Why one process per workflow file

Sortie dispatches exactly one workflow per process. Running multiple workflows means running multiple processes — this is intentional, not a limitation waiting to be lifted.

The root cause is state keying. Every running issue is tracked by its internal tracker ID: the claimed set, the retry queue, and the SQLite persistence layer all key on this identifier. A Jira issue has an internal ID like 10042. If two workflows target different tracker projects — or different trackers — their internal issue IDs can collide. When they do, dispatch for one issue silently suppresses dispatch for another, retry accounting crosses between unrelated tickets, and workspace cleanup can target the wrong directory. Preventing this correctly would require a composite key at every point where issue IDs appear: orchestration state, persistence, workspace names, prompt rendering, snapshot API. That is a full data model rewrite, not an incremental extension.
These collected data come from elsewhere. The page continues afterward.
PR #1323, opened 2025-02-10
Update strings.psd1 (NL)

CSVDK:
Improved overal text and consistancy of word use.


mjr4077au:
Thanks for the improvements!

PR #1433, opened 2025-04-28
Update Add-ADTModuleCallback.ps1

That-Annoying-Guy:
List hookpoints for Add-ADTModuleCallback


mjr4077au:
I'm not sure the values need explicitely calling out as the type is an enum, so the markdown help export will list the accepted values. https://github.com/PSAppDeployToolkit/PSAppDeployToolkit/blob/develop/docs/Add-ADTModuleCallback.mdx#-hookpoint

PR #1460, opened 2025-05-16
Updates to INI file functions

DanGough:
## Status

There was a recent change in the dev branch to rename and deprecate these functions:

- Get-ADTIniValue -> Get-ADTIniSectionKeyValue
- Set-ADTIniValue -> Set-ADTIniSectionKeyValue

And new functions added:

- Remove-ADTIniSectionKeyValue
- Remove-ADTIniSectionKey

## Context

Since there is no actual change in input/output/behaviour of these functions since v4.0 (at least this is the case after these changes), it seems this would cause unnecessary disruption.

As for the Remove function, we had 2 functions doing almost the same thing. A single Remove-ADTIniValue function could handle both situations and more closely mirror how functions like Remove-ADTRegistryKey behave, that can handle removal of both entire keys or specific values.

## Decision

After some discussion with @mjr4077au:
- The Get/Set function name changes have been reverted to maintain continuity.
- The Remove functions have been consolidated into one.

## Consequences

This change maintains continuity and simplifies the usage of the INI functions.

## Notes

In 4.0.6, the docs stated that sending a null value would erase the key, but due to a bug it actually set an empty value. I actually prefer that a Set function does this and we have a separate Remove function for explicitly removing an INI entry.

In this new implementation, if a null value is sent to Set-ADTIniValue, it will be converted to an empty string before being sent to Kernel32.WritePrivateProfileString so that the key is set to an actual empty value instead of being erased. This maintains the same behaviour as previous v4.0.x versions.

To enable **Set-ADTIniValue** to be able to set an empty value, I had to tweak **PInvoke.WritePrivateProfileString** to stop sending a null if **lpString** was NullorWhiteSpace. It now just checks directly if it's null.

This in turn broke **Remove-ADTIniValue**, as PowerShell was actually sending an empty string to the C# function instead of a null here:
`[PSADT.Utilities.IniUtilities]::WriteSectionKeyValue($Section, $Key, $null, $FilePath)`

This was fixed by sending `[NullString]::Value` instead:
`[PSADT.Utilities.IniUtilities]::WriteSectionKeyValue($Section, $Key, [NullString]::Value, $FilePath)`


mjr4077au:
All of the `[NullString]::Value` stuff is completely unnecessary as the type in C# is nullable, so sending null through like I had it was enough. Did you test the setup that was there before modifying it?

mjr4077au:
Apologies, I read your notes better and understand why the change was made. Still though, the null should have been enough there as we send in null values to other string constructor parameters elsewhere and those isn't an issue. I would have to testing here 

Regarding the renaming, I didn't do it on a whim. The 4.1.0 release is meant to correct a lot of things that weren't right with 4.0.0. The rename included the necessary compatibility wrappers for the release until people got to 4.2.0

Changing this back isn't necessarily the best move, and doing on on the basis of how `Remove-ADTRegistryKey` does it isn't right either because it implies the behaviour of that function is how it should be, which it isn't. 

Referencing PoweShell directly, you have `Remove-Item` and `Remove-ItemProperty'. Two functions, clearly named, that do exactly what the name says. This is precisely why there was `Remove-ADTIniSectionKey` and `Remove-ADTIniSectionKeyValue` as it mirrors that entirely and it's incredibly clear what you're doing based on the function name alone.

Further to this, having functions like `Get-ADTIniSectionKeyValue` which is clear in what it does opens us up to future expansion for things like `Get-ADTIniSection`, where we return a dictionary of all key/value pairs within a section. 

I know you said we discussed this, but we didn't discuss the wholesale reversion back to almost what was there before, and that's regrettable as you've probably spent the entire day on something I'm inclined not to merge. As such, I'm going to ask @sintaxasn for his review also so that argument can be 2:1 in a given direction.

mjr4077au:
Apologies, apparently I cannot remember what I said and you are indeed correct that we discussed it and I agreed to the direction.

Screenshot_20250517-075832

In hindsight I don't agree with it as stated above with fresher eyes, but I can't dispute it now.

src/PSADT/PSADT/LibraryInterfaces/PSADT.LibraryInterfaces.Class.Kernel32.cs
```diff
@@ -126,7 +126,7 @@ internal static unsafe BOOL WritePrivateProfileString(string lpAppName, string?
             fixed (char* lpKeyNameLocal = lpKeyName)
             fixed (char* lpAppNameLocal = lpAppName)
             {
-                var res = PInvoke.WritePrivateProfileString(lpAppNameLocal, !string.IsNullOrWhiteSpace(lpKeyName) ? lpKeyNameLocal : null, !string.IsNullOrWhiteSpace(lpString) ? lpStringLocal : null, lpFileNameLocal);
+                var res = PInvoke.WritePrivateProfileString(lpAppNameLocal, !string.IsNullOrWhiteSpace(lpKeyName) ? lpKeyNameLocal : null, (lpString == null) ? null : lpStringLocal, lpFileNameLocal);
```
mjr4077au, line 129: This should just use the null coalescing operator.

src/PSAppDeployToolkit/Public/Remove-ADTIniValue.ps1
```diff
@@ -76,9 +81,18 @@ function Remove-ADTIniSectionKey
...
+                if ($null -eq $Key)
+                {
+                    Write-ADTLogEntry -Message "Removing INI section: [$Section]."
+                }
+                else
+                {
+                    Write-ADTLogEntry -Message "Removing INI value: [Section = $Section] [Key = $Key]."
+                }
+
+                # If $Key is null, it will remove the entire section, otherwise it will remove just the key. [NullString]::Value is used as $null was being interpreted as an empty string.
```
mjr4077au, line 93: So based on your findings, what's stopping `$Key` from being interpreted as an empty string here?

mjr4077au (changes requested):
Once these comments are addressed, it can be merged in.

Concurrency limits compound the problem. max_concurrent_agents: 5 has clear meaning within one process — one slot pool, one scheduler, one resource budget. In a shared process hosting multiple workflows it becomes ambiguous: does each workflow get 5 slots, or is 5 the total? Per-workflow limits let one workflow starve another. A shared total can’t be expressed by each workflow’s own configuration file. Neither answer is right without introducing a new global configuration surface — a cap separate from any workflow’s own settings — that does not exist today.

Configuration divergence closes the argument. Each workflow defines its own active_states, terminal_states, and poll_interval_ms. Reconciliation works by evaluating each running issue against these definitions to decide whether to keep the agent alive, stop it, or release the claim. In a shared process, reconciliation must associate every running issue with the workflow that claimed it and apply that workflow’s definitions — not any other. The failure mode when this goes wrong is silent: an issue evaluated against the wrong terminal states either keeps an agent running when it should have been stopped, or stops one that should be running. This class of bug does not surface in testing. It surfaces at 3 AM.

The multiple-process model sidesteps all of this. Process boundaries provide state, configuration, and concurrency isolation for free. Adding a workflow means starting a process — not reconfiguring a shared scheduler. For the practical setup, see run multiple workflows.